PR #735, opened 2019-11-04
Updated flex volume env vars secret mappings

nitinprabhu:
### Change description ###

- Secrets are not correctly mapped as it needs to be separated using dot and not using underscores(they way flex volume will mount it).

```
[ ] Yes
[ x] No
```

### DIFF
--- a/src/main/resources/bootstrap.yaml
+++ b/src/main/resources/bootstrap.yaml
@@ -6,16 +6,16 @@ spring:
       aliases:
         idam-client-secret: IDAM_CLIENT_SECRET
         s2s-secret-bulk-scan-orchestrator: S2S_SECRET
-        idam-users-bulkscan-username: IDAM_USERS_BULKSCAN_USERNAME
-        idam-users-bulkscan-password: IDAM_USERS_BULKSCAN_PASSWORD
-        idam-users-cmc-username: IDAM_USERS_CMC_USERNAME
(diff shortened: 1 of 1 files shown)


src/main/resources/bootstrap.yaml
```diff
@@ -6,16 +6,16 @@ spring:
...
-        idam-users-bulkscan-username: IDAM_USERS_BULKSCAN_USERNAME
-        idam-users-bulkscan-password: IDAM_USERS_BULKSCAN_PASSWORD
-        idam-users-cmc-username: IDAM_USERS_CMC_USERNAME
-        idam-users-cmc-password: IDAM_USERS_CMC_PASSWORD
-        idam-users-div-username: IDAM_USERS_DIVORCE_USERNAME
-        idam-users-div-password: IDAM_USERS_DIVORCE_PASSWORD
-        idam-users-probate-username: IDAM_USERS_PROBATE_USERNAME
-        idam-users-probate-password: IDAM_USERS_PROBATE_PASSWORD
-        idam-users-sscs-username: IDAM_USERS_SSCS_USERNAME
-        idam-users-sscs-password: IDAM_USERS_SSCS_PASSWORD
```
doncem: reminds me of the note to us having too much "customisation" with env vars. i guess moving to aks and bootstraping those secrets makes references to `IDAM_USERS_*` obsolete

_ _ _ _ _ _ _

ASSIGNMENT: Return, from the data, each line where the string "main" occurs.

ANSWER TO THE EXERCISE:
--- a/src/main/resources/bootstrap.yaml
+++ b/src/main/resources/bootstrap.yaml
src/main/resources/bootstrap.yaml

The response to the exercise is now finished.